Monday, January 31, 2011

Editing Furniture: The desk stays in the studio

The clutter and enticements of your past often linger within you as a metaphor, sleeping in your memory attic, or perhaps the linen closet of nostalgia.  You step over events and the traces of their documentation (photos, printed programs, letters, framed awards, certificates, publications) without a second thought.  Your purpose is to emulate friends and associates who are more orderly, who think in advance to file things where they ought to be filed, who have a sense of where things ought to go.  These same individuals know when to discard things whose purpose or use-by date are short-lived.

Your friends have taken you on nevertheless, perhaps seeing in you adorability in the jumble and clutter you evoke at the mere hint of attempting to retrieve a specific project or item from the aggregate that is your mind, your work area, and your work ethic.  It is a rare time when you are outright unprepared; you have too much experience behind you to allow being caught without a flurry of thought and/or opinion on a matter.  You do require time, however, to make it seem that your opinions or preparations seem to have some order.

The amount of necessary time to prepare seems to you to be in direct proportion to your take on how much clarification is needed.

Moving is a form of intensified editing; you are paring down books, furniture, items you came by in the first place because they seem to you to be pure art.  No one else, looking at these, could have reason to suspect the item on your wall was art; at best they'd guess you considered it art or that you were making some form of statement by putting such a thing on the wall.

One of your oldest and dearest friends wondered today how you were coming with your edits.  You know better than to go general with this friend.  Instead, you tried for humor, explaining how you'd edited a sofa, a book case, a night stand, and an overstuffed chair.  He blinked two or three times before wondering if there were some new approach you'd discovered for making fiction sound more domestic.  "We live in a different world than the one we were born into,"  this man, who once had a computer for nearly a month before having to admit he did not know how to turn it on, said, a rueful smile dancing over his lips.

This observation, an essential truth, is already a cliche to be avoided at all costs, except when having lunch with a chum who will not pounce upon it with gotcha √©lan.

The subject is moving, changing residences, going through things you and others have written, received as gifts, read in some periodical, then set aside for some project that either came to grief or fruition.  Can you live without X, you ask yourself as you heft X.  You think of T.S. Eliot and his objective correlative, you think of the joyful times you had in the past, hanging out with the novelist/short story writer/editor/teacher, Robley Wilson, and the time you sent him a short story when he was editing The North American Review.  One of your characters had occasion to observe that he'd rushed to the station to catch a train that had left days earlier.  "That," Wilson told you, "is carrying the objective correlative too damned far."

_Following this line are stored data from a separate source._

PR #6558, opened 2021-09-06
Accounts query

Betree:
Resolve https://github.com/opencollective/opencollective/issues/4630

### DIFF
--- a/server/graphql/v2/query/collection/AccountsQuery.ts
+++ b/server/graphql/v2/query/collection/AccountsQuery.ts
@@ -1,9 +1,9 @@
 import { GraphQLBoolean, GraphQLList, GraphQLNonNull, GraphQLString } from 'graphql';
 
-import { Service } from '../../../../constants/connected_account';
 import models, { Op, sequelize } from '../../../../models';
 import { AccountCollection } from '../../collection/AccountCollection';
 import { AccountType } from '../../enum';
+import { PaymentMethodService } from '../../enum/PaymentMethodService';
 import { CHRONOLOGICAL_ORDER_INPUT_DEFAULT_VALUE, ChronologicalOrderInput } from '../../input/ChronologicalOrderInput';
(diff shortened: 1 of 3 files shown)


server/graphql/v2/query/collection/AccountsQuery.ts
```diff
@@ -0,0 +1,95 @@
...
+    hasCustomContributionsEnabled: {
+      type: GraphQLBoolean,
+      description: 'Only accounts with custom contribution (/donate) enabled',
+    },
+    onlyWithCreditCardSupport: {
+      type: GraphQLBoolean,
+      defaultValue: false,
+      description:
+        'If true, only accounts that accepts credit card contributions (either via Stripe or PayPal) will be returned',
+    },
```
znarf, line 35: PayPal is not really a credit card payment service for us.

Semantically, a different approach would be more future proof and precise e.g. `supportsPaymentMethod: [PayPal, CreditCard]` I understand this makes it more complicated but we have or need something similar in other places, so why not (`host { supportedPaymentMethods}`).

Betree: I initially went with this approach, but since we're deprecating the unified payment method type this kind of thing starts to be a bit tricky. Unless we introduce a new object type like `PaymentMethodProvider`, with a `service` + `type`. That way we'll be able to do:

```gql
account(supportedPaymentMethods: [{ service: STRIPE, type: CREDIT_CARD }]) {
  ...
}
```

znarf: We will need to migrate the following one to this new format (`PaymentMethodProvider`), so it's a matter of time before we start using this structure. https://github.com/opencollective/opencollective-api/blob/main/server/graphql/v2/object/Host.js#L85

I'm ok with `onlyWithCreditCardSupport` as an interim solution but let's add a comment to make clear the intent for the future.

Moving is carrying things too damned far.  Using the act and process of moving as a metaphor is carrying the objective correlative too damned far.  The only positive thing to come out of the exchange of venues for certain items and not for others is the certain knowledge that if you were using moving as a metaphor, you would have the good sense not to call it out in direct narrative.  It would be, as Bobbie Ann Mason did in her remarkable short story, "Shiloh," kept in the background.  How tempting it must have been to contemplate a story set in a park, commemorating one of the most intense battles of the Civil War, involving a husband and wife who get into an intense argument.  It was a mark of her maturity as a writer not to have called the parallels to the readers' attention, which means, now that you think of it, that you are severe in your dislike of the moving process and wish it were completed.

1 comment:

Storm Dweller said...

I hate moving. I hate paring down. I hate rearranging. I hate having to re-purpose an object, a space, a memory, a story. I like to know that things are where I can find them even if it does appear to be lost in a jumble of clutter. Having to elastically adapt to a new space usurps all of that.